Given $n$ positive real numbers $a_1\geq a_2,\cdots\geq a_n>0$. Assume $\sum_{i=1}^n a_i=b_1, \sum_{i=1}^n a_i^2=b_2$. I want to find an upper bound on $\frac{a_1}{a_n}$, and the condition when this upper bound is achieved.
My intuition is that the upper bound is achieved either $a_1=a_2=,\cdots=a_{n-1}>a_n$ or $a_1>a_2=a_3=\cdots a_n$, but I don't know how to prove it.

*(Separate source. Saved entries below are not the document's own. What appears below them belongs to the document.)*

PR #176, opened 2016-07-11
Use a fallback XDG_RUNTIME_DIR, when applicable

Hummer12007:
This makes it easier to run the compositors for people not using ck/logind or anything else setting XDG_RUNTIME_DIR

### DIFF
--- a/src/wlc.c
+++ b/src/wlc.c
@@ -293,6 +293,18 @@ wlc_init(void)
       wlc.interface = old_interface;
    }
 
+   // set a fallback XDG_RUNTIME_DIR, if required (needed for libwayland)
+   if (!getenv("XDG_RUNTIME_DIR")) {
+      char buf[] = "/tmp/wlc.XXXXXX";
+      char *dir = mkdtemp(buf);
+      if (dir) {
+         wlc_log(WLC_LOG_WARN, "No XDG_RUNTIME_DIR set, creating a temporary directory");
+         setenv("XDG_RUNTIME_DIR", dir, false);
+      } else {
+         wlc_log(WLC_LOG_ERROR, "No XDG_RUNTIME_DIR set, could not set up a temporary directory");
+      }
+   }
+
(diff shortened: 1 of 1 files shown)


Earnestly:
This needs a little more work than simply using `/tmp`.

As a good citizen it should ideally check the `TMPDIR` environment first and use that before falling back on `/tmp`.

To be more closely related to what `RUNTIME_DIR` is doing (and it's fundamental purpose (which is basically emulating namespaces badly)) one should at least create a subdirectory under `/tmp` with the user as the owner with a `0700` permission mask.  There are other requirements the XDG spec imposes on `RUNTIME_DIR` but most of them are pretty irrelevant.

src/wlc.c
```diff
@@ -293,6 +293,18 @@ wlc_init(void)
       wlc.interface = old_interface;
    }
 
+   // set a fallback XDG_RUNTIME_DIR, if required (needed for libwayland)
+   if (!getenv("XDG_RUNTIME_DIR")) {
+      char buf[] = "/tmp/wlc.XXXXXX";
+      char *dir = mkdtemp(buf);
+      if (dir) {
+      	wlc_log(WLC_LOG_WARN, "No XDG_RUNTIME_DIR set, creating a temporary directory");
+      	setenv("XDG_RUNTIME_DIR", dir, false);
```
Cloudef: Fix the indents (wrong level).

Hummer12007:
done

Cloudef:
Thanks

pjanouch:
This is just purely dysfunctional, since it does the following:
 - create a directory as root (otherwise we can't `VT_ACTIVATE`)
 - drop privileges
 - `wl_display_add_socket_auto()` can't write into it
 - `Failed to add socket to wayland display`

because you forgot to address this:

> create a subdirectory under /tmp with the user as the owner and a 0700 permission mask

Cloudef:
Time to revert it then.

PR #177, opened 2016-07-29
implement wlc_view_get_pid()

zandrmartin:
Hello! Please review my attempt at implementing a `wlc_view_get_pid()` function. We need this in Sway (specifically for [this issue](https://github.com/SirCmpwn/sway/issues/462)). I'm very open to suggestions/critiques on this - I am pretty new to C and WLC is a bit more complicated than anything I've dealt with before. Thanks!

### DIFF
--- a/include/wlc/wlc.h
+++ b/include/wlc/wlc.h
@@ -8,6 +8,7 @@ extern "C" {
 #include <wlc/defines.h>
 #include <wlc/geometry.h>
 #include <xkbcommon/xkbcommon-keysyms.h>
+#include <sys/types.h>
 
 struct wlc_event_source;
 
@@ -61,6 +62,7 @@ enum wlc_view_property_update_bit {
    WLC_BIT_PROPERTY_TITLE = 1<<0,
    WLC_BIT_PROPERTY_CLASS = 1<<1,
    WLC_BIT_PROPERTY_APP_ID = 1<<2,
+   WLC_BIT_PROPERTY_PID = 1<<3,
 };
 
 /** wlc_view_set_geometry(); Edges in interface interface.view.request.resize function. */
@@ -387,6 +389,9 @@ const char* wlc_view_get_class(wlc_handle view);
 
 /** Get app id. (xdg-surface only) */
 const char* wlc_view_get_app_id(wlc_handle view);
+
+/** Get pid. */
+pid_t wlc_view_get_pid(wlc_handle view);
 
 /** --  Input API
  * Very recent stuff, things may change.
--- a/src/compositor/view.c
+++ b/src/compositor/view.c
@@ -440,6 +440,16 @@ wlc_view_set_app_id_ptr(struct wlc_view *view, const char *app_id)
 }
 
 void
+wlc_view_set_pid_ptr(struct wlc_view *view, pid_t pid)
+{
+   if (!view || view->data.pid == pid)
+      return;
+
+   view->data.pid = pid;
+   WLC_INTERFACE_EMIT(view.properties_updated, convert_to_wlc_handle(view), WLC_BIT_PROPERTY_PID);
+}
+
+void
 wlc_view_close_ptr(struct wlc_view *view)
 {
    if (!view)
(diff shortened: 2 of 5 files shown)


SirCmpwn:
LGTM :+1:

include/wlc/wlc.h
```diff
@@ -388,6 +390,8 @@ const char* wlc_view_get_class(wlc_handle view);
 /** Get app id. (xdg-surface only) */
 const char* wlc_view_get_app_id(wlc_handle view);
 
+/** Get pid. */
+pid_t wlc_view_get_pid(wlc_handle view);
```
Cloudef: Separate this line from the comments below.

src/compositor/view.c
```diff
@@ -440,6 +441,15 @@ wlc_view_set_app_id_ptr(struct wlc_view *view, const char *app_id)
 }
 
 void
+wlc_view_set_pid(struct wlc_view *view, pid_t pid)
```
Cloudef: wlc_view_set_pid_ptr as this works on the pointer not handle.

src/compositor/view.c
```diff
@@ -440,6 +441,15 @@ wlc_view_set_app_id_ptr(struct wlc_view *view, const char *app_id)
...
+{
+   if (view) {
```
Cloudef: Use precondition instead, that is if (!view) return; to avoid nesting ifs.

src/compositor/view.c
```diff
@@ -649,6 +659,19 @@ wlc_view_get_app_id(wlc_handle view)
    return get_cstr(convert_from_wlc_handle(view, "view"), offsetof(struct wlc_view, data.app_id));
 }
 
+WLC_API pid_t
+wlc_view_get_pid(wlc_handle handle)
+{
+   struct wlc_view *view = convert_from_wlc_handle(handle, "view");
```
Cloudef: view should be checked for NULL.

src/xwayland/xwm.c
```diff
@@ -221,6 +221,7 @@ read_properties(struct wlc_xwm *xwm, struct wlc_x11_window *win, const xcb_atom_
          wlc_dlog(WLC_DBG_XWM, "WM_TRANSIENT_FOR: %u", *xid);
       } else if (props[i] == x11.atoms[NET_WM_PID] && reply->type == XCB_ATOM_CARDINAL) {
          // PID
+         wlc_view_set_pid(view, *(pid_t *)xcb_get_property_value(reply));
```
Cloudef: Seems to identical to weston. Weston seems to do some validation on the pid though, not sure if that's neccessary. Not sure about the inner workings of xcb_get_property_value, but I hope it returns data with sizeof(1) since otherwise this could cause aliasing issues and thus memcpy would be correct way to get the data. But since weston does it the same way I assume it's ok.

src/compositor/view.c
```diff
@@ -2,6 +2,7 @@
 #include <stdio.h>
 #include <string.h>
 #include <assert.h>
+#include <sys/types.h>
```
Cloudef: This already comes from view.h that is included above. So probably not needed. It's needed in header since pid_t is exposed.

src/xwayland/xwm.c
upwhere: Jari Vetoniemi writes:
> > @@ -221,6 +221,7 @@ read_properties(struct wlc_xwm *xwm, struct wlc_x11_window *win, const xcb_atom_
> >           wlc_dlog(WLC_DBG_XWM, "WM_TRANSIENT_FOR: %u", *xid);
> >        } else if (props[i] == x11.atoms[NET_WM_PID] && reply->type == XCB_ATOM_CARDINAL) {
> >           // PID
> > +         wlc_view_set_pid(view, *(pid_t *)xcb_get_property_value(reply));
> 
> [...] but I hope it returns data with sizeof(1) since
> otherwise this could cause aliasing issues and thus memcpy
> would be correct way to get the data. But since weston does
> it the same way I assume it's ok.

Isn't meta-information like this great to interleave as a
comment? The next person editing this code or trying to fix a
bug might trip on it.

Some ideas: if for any fixed small $a_n$, the equations $a_1+\cdots+a_{n-1}=b_1-a_n, a_1^2+\cdots+a_{n-1}^2=b_2-a_n^2$ has solutions, then one can let $a_n\to 0$, and the $\frac{a_1}{a_n}\to\infty$. To prevent this from happening, we need some conditions on $b_1, b_2$ so that $a_n$ has a positive lower bound. Specifically, one can use the following inequality
\begin{align}\frac{a_1+\cdots+a_{n-1}}{n-1} \leq \sqrt{\frac{a_1^2+\cdots+a_{n-1}^2}{n-1}}\end{align}
We plug in $a_1+\cdots+a_{n-1}=b_1-a_n$ and $a_1^2+\cdots+a_{n-1}^2=b_2-a_n^2$, after some calculations, we get $na_n^2-2b_1a_n+b_1^2-(n-1)b_2\leq 0$. Therefore, as long as $b_1^2-(n-1)b_2\leq 0$, then $a_n$ will have a positive lower bound. Then, my question is when $b_1^2-(n-1)b_2\leq 0$, what is the maximum value of $\frac{a_1}{a_n}$ and when the maximum is achieved?